**TASK STATEMENT**
Below are the records; work out how many lines among them contain "when", and write nothing besides that number.

== AVAILABLE DATA ==

PR #2075, opened 2024-06-19
CBL-5879: Use same vector-index options struct as vectorsearch repo

callumbirks:
Port of #2058 (cherry-pick 03ca4bd)
> * Use same vector-index options struct as vectorsearch repo
> Replaced IndexSpec::VectorOptions with vectorsearch::IndexSpec.
> 
> * Reimplemented SQLiteKeyStore::isIndexTrained()
> using a query on the vector index that checks whether any vectors have a bucket not equal to -1.
> As part of this I had to add the `const` attribute to `KeyStore::getIndex()`.
> 
> * c4Collection::getIndexesInfo includes vector options
> c4Collection::getIndexesInfo now includes the vector index options, under the key `vector_options`, encoded in a string in > the same format as the virtual-table args in the CREATE INDEX statement.
> 
> * C4Index API update (added getOptions!)
> - Added c4Index::getOptions, which returns the complete vector or FTS options used to create the index.
> - Also added c4Index methods getType, getQueryLanguage, getExpression, isTrained.
> - Added the equivalent C functions.
> - Moved index related functions from c4Collection.h to c4Index.h.
> - In c4Index.h, moved the older database-based functions like c4db_createIndex to the bottom, bracketed by `#ifndef C4_STRICT_COLLECTION_API`.

### DIFF
--- a/C/Cpp_include/c4Index.hh
+++ b/C/Cpp_include/c4Index.hh
@@ -33,19 +33,30 @@ struct C4Index
 
     slice getName() const noexcept { return _name; }
 
+    C4IndexType     getType() const noexcept;
+    C4QueryLanguage getQueryLanguage() const noexcept;
+    slice           getExpression() const noexcept;
+
+    /// Writes the index options to `opts` and returns true. If there are none, returns false.
+    [[nodiscard]] bool getOptions(C4IndexOptions& opts) const noexcept;
+
 #ifdef COUCHBASE_ENTERPRISE
+    bool isTrained() const;
+
     /// Finds new or updated documents for which vectors need to be recomputed by the application.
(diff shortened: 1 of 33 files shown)


callumbirks:
It seems like VectorOptions.lazy was changed to "lazyEncoding" and "lazyEmbedding". I think I need to set `lazyEmbedding` to the value of C4VectorOptions.lazy? Then what is `lazyEncoding` for, when is it set?

snej:
> Then what is `lazyEncoding` for, when is it set?

It's an unused option in the vectorsearch extension that allows vectors to be added without indexing or encoding them.

snej (approved):

PR #2076, opened 2024-06-19
CBL-5885: Lazy Index cannot be created using c4coll_createIndex

callumbirks:


callumbirks:
I'll echo the same message here from #2075:
It seems like VectorOptions.lazy was changed to "lazyEncoding" and "lazyEmbedding". I think I need to set lazyEmbedding to the value of C4VectorOptions.lazy? Then what is lazyEncoding for, when is it set?

snej (approved):
Oops! 😬 Thanks for fixing this.

PR #2078, opened 2024-06-22
Fix logic error in c4coll_isIndexTrained

borrrden:
It was universally returning true.  Also remove the warnings check from the VS test since it makes no sense anymore and is really hard to in the isTrained test now that "untrained" is a warning.  Add in a test for the C API to make sure it works correctly.

### DIFF
--- a/C/c4CAPI.cc
+++ b/C/c4CAPI.cc
@@ -558,7 +558,7 @@ bool c4db_createIndex2(C4Database* database, C4Slice name, C4Slice indexSpec, C4
 
 bool c4coll_isIndexTrained(C4Collection* collection, C4Slice name, C4Error* outError) noexcept {
     if ( outError ) *outError = kC4NoError;
-    return tryCatch(outError, [=] { return collection->isIndexTrained(name); });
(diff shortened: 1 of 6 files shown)


pasin (approved):

pasin:
Build failed in PR validation.

jianminzhao (approved):

jianminzhao:
[CBL-5906](https://issues.couchbase.com/browse/CBL-5906)
I think this PR does the above. Please confirm.

borrrden:
Yes, I didn't know there was a ticket for that.  I added those checks in.

snej:
I disagree about removing the warnings check; I think it's useful. And I have a separate PR where I fixed the tests by correctly setting the number of expected warnings. Could you take that out of this PR, and we can decide whether or not to do it?

borrrden:
Needing to know how many warnings are logged in order for a test to succeed is really quite obnoxious though.  If I take it out of here I need a system of incrementing the expected warnings count by the number of sections since the check only resets at the end of the test....

borrrden:
Or maybe I'm hallucinating?  I seem to have put the increment in the correct place this time and the test is ok with it.

snej (approved):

===

**PROBLEM SOLUTION**
3